Yes, microaggressions are real, and, no, Trump didn’t create them. Nor did he invent racial hatred or bigotry. Instead, he has coaxed those ideologies from the darkened corners of social appropriateness, sparked the fear of difference and a disdain for sensitivity, reinvigorated the resistance to diversity and eviscerated the call to empathy as if to say, “Forget tolerance. Embrace narrow-mindedness and anger.”

Who could forget the “bad hombres” statement in the final presidential debate, which was the perfect example of a microaggression on a national stage? He has given permission for our collective ugliness to strut, grow and rule in the bright light of day. As the hyper-masculine, powerful, bold, loud-mouthed, narcissistic power broker that America tried to bury under the inclusive, calm, even-tempered tenure of Barack Obama, he has made what had become taboo, passé, antiquated racism and bigotry cool again. Trump is our collective Jungian shadow, the Id-driven, grab-what-you-want-and-don’t-apologize vision of American capitalism.

Inclusivity is antithetical to Trump’s America

I am, for all intents and purposes, Public Enemy No.1 to most conservative parents who send their wide-eyed kids to the university. I teach classes with titles like “Cultural Awareness” and “Media Misogyny and Violence” and “Introduction to Women’s and Gender Studies” and “Queer Theory.” I teach them with a passionate resolve to open the minds of everyone who crosses the threshold into my class.

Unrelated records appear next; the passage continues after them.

PR #1356, opened 2026-06-22
fix(inference): derive devshard settlement quorum from distinct validators

ouicate:
## Summary
A devshard escrow's settlement quorum was derived from the number of signed **slots**, not the number of distinct **validators**. Slots are assigned by weighted sampling **with replacement**, so one validator can legitimately occupy many — or all — of an escrow's 16 slots, and the per-slot signature payload commits only to `StateRoot + EscrowId + Nonce` (not the slot id). A single validator that owned `>= 11` slots could therefore reuse **one** signature across 11 slot ids and single-handedly satisfy the `11-of-16` quorum, forging settlement with no genuine multi-party agreement. This PR makes quorum count **distinct validators** and rejects escrow creation when the sampled slots resolve to too few distinct validators.

## Problem
- Quorum was `DevshardQuorumFor(len(escrow.Slots))` and the verification loop counted one vote per **slot** (`slotVotes++`), deduping only on `sig.SlotId`.
- The signed payload (`DevshardStateSignatureContent`) omits `slot_id`, so one 65-byte signature recovers to the same address for every slot that validator owns and matches `escrow.Slots[sig.SlotId]` each time.
- Escrow creation applied **no** distinct-validator floor and **no** per-validator slot cap, and sampled from model-local weights only (no abstention scaling), so a single-validator or dominant-validator model group could be fully owned by one party.

A single dominant/sole validator could thus settle an arbitrary final state, deny honest-minority slots any payout, and write per-validator epoch work-stat counters (`InferenceCount` / `MissedRequests` / `ValidatedInferences`) that feed the downtime reward gate. Confirmed by an empirical test in which one key met the `11-of-16` quorum with a single reused signature.

## Solution
Two changes:

- **`VerifyDevshardSettlement`** now derives the required quorum from the number of **distinct validators** that own slots (`DevshardQuorumFor(len(distinctValidators))`) and tallies **one vote per distinct slot-validator** (keyed by the slot's expected cold address, so a warm-key signature folds into that validator's single vote). A validator can never contribute more than one vote regardless of how many slots it owns.
- **`CreateDevshardEscrow`** rejects escrows whose sampled slots resolve to fewer than `DevshardMinDistinctSlotValidators` (2) distinct validators, so an escrow can never be created that a single party could settle alone.

### DIFF
--- a/inference-chain/x/inference/keeper/devshard_settlement.go
+++ b/inference-chain/x/inference/keeper/devshard_settlement.go
@@ -20,6 +20,10 @@ import (
 const (
 	DevshardGroupSize   = 16
 	DevshardQuorumSlots = 2*DevshardGroupSize/3 + 1
+	// DevshardMinDistinctSlotValidators is the minimum number of distinct
+	// validators an escrow's slots must resolve to at creation, so no single
+	// validator can reach settlement quorum alone.
+	DevshardMinDistinctSlotValidators = 2
 	// DevshardSettlementPhase is the phase byte appended to the state root preimage.
 	// The chain hardcodes 0x02 (Settlement) so only fully-finalized devshard states
 	// can pass verification. States at phase Active (0x00) or Finalizing (0x01)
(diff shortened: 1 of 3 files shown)


a-kuprin:
Non applicable, discussed at
https://hackerone.com/reports/3819413

PR #1357, opened 2026-06-22
fix(inference): refund creator when unsettled devshard escrow is pruned

ouicate:
## Summary
If a devshard escrow is never settled, the pruner (at `epoch + 2`) split the **entire** locked amount equally among the unique slot validators — the creator received **no refund**, and the integer-division remainder was **permanently stranded** in the module account. With no cancel/refund message, any failure to settle (lost quorum, validator withholding, client crash, or a hash-drift settlement rejection) became a total creator loss and a value-transfer to the validator group. This PR refunds the full locked amount to the creator on prune.

## Problem
- `distributeUnsettledEscrow` computed `share = escrow.Amount / uniqueValidators` and paid each unique slot validator; **no branch** sent anything to `escrow.Creator`, and `escrow.Amount % uniqueValidators` was never swept (and if `amount < uniqueValidators`, `share == 0` stranded the whole amount).
- The only devshard escrow txs are create and settle — there is **no** `CancelDevshardEscrow` / `RefundDevshardEscrow`, so "settle (needs quorum) or forfeit via prune" was the entire option set.
- Settlement is the only on-chain proof that validators performed (and were credited for) work; an unsettled escrow has no such proof, so distributing the balance to validators paid for unproven work.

The backlash against the work of cultural, racial, sexual and gendered inclusivity that I and many of my colleagues around the country have been fighting for in the classroom is seen as antithetical to Trump’s America. In Trump’s America we welcome the microaggression because it’s valiant to no longer care about the impact of your hurtful words, limiting prejudices, ignorant assumptions or unbridled bigotries. In Trump’s America “being real” means being racist, sexist and homophobic. It’s a place where whining marginalized people should shut their mouths and be happy they don’t have to put their names on a registry … yet.

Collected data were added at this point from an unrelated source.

PR #1361, opened 2026-06-23
adding new workflow to only build amd path for linux 

maria-mitina:
For testnet purposes only - created a separate workflow to build only amd64 binaries and publish on race-releases. Otherwise time to build is 60+min, we will be able to return to 10-13 min.


DimaOrekhovPS:
resolved here:
https://github.com/gonka-ai/gonka/pull/1362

This could soon be an America where the cool kids are young white men with ironic Nazi undercuts and Make America Great Again tattoos in hipster fonts on their forearms, who take classes like mine as a way to subvert the liberal agenda to educate others. Where conservative social clubs in the name of the alt-right challenge Black Lives Matters protests and, at the University of Oklahoma, my very own alma-mater and place of employment, blow up huge murals of Grecian art proclaiming the beauty and honor of Caucasian pride and the necessity to preserve, honor and protect White European culture (as though it has ever been forgotten).

Yes, indeed, our shadow has arrived, and it’s walking amongst us, dressed in Urban Outfitter dark denim jeans and flannel shirts, taking college humanities classes and arguing with professors and peers about concepts like microaggressions, the unfairness of Affirmative Action laws and the tyranny of “political correctness.”

The phenomenon persists outside the classroom

But it’s not just college campuses; while sitting at lunch by myself the other day I overheard two older white gentlemen discussing how glad they were that political correctness was dead because they really wanted to go back to calling gay men “queers” and black people “colored” in public like they did in the ’60s (knowing full well I was sitting less than 10 feet away from them). It was then that it occurred to me that maybe my work would soon shift primarily to educating students about the dangers of overt public hate speech rather than innocuous, subtle microaggressions.

Whether it’s the woman wading through ironic pussy-grabbing jokes at the water cooler, the Native American defending the inappropriateness of racist sports mascots, the Muslim woman debating whether to wear Hijab to the grocery store or the Midwestern black professor navigating the hostile landscape of lunch: We’re here, we’re not all that weird, and yeah, Mr. President, we’re kind of offended.

Keep struggles in mind

As mainstream media shift from the ideological atrocities and repetitive traumas against women, Blacks, Latinxs, LGBTQ people and Muslims of the 2016 election cycle to the political business-as-usual rhetoric, it’s vital to keep the personal, everyday struggles of everyday Americans in our conscious awareness.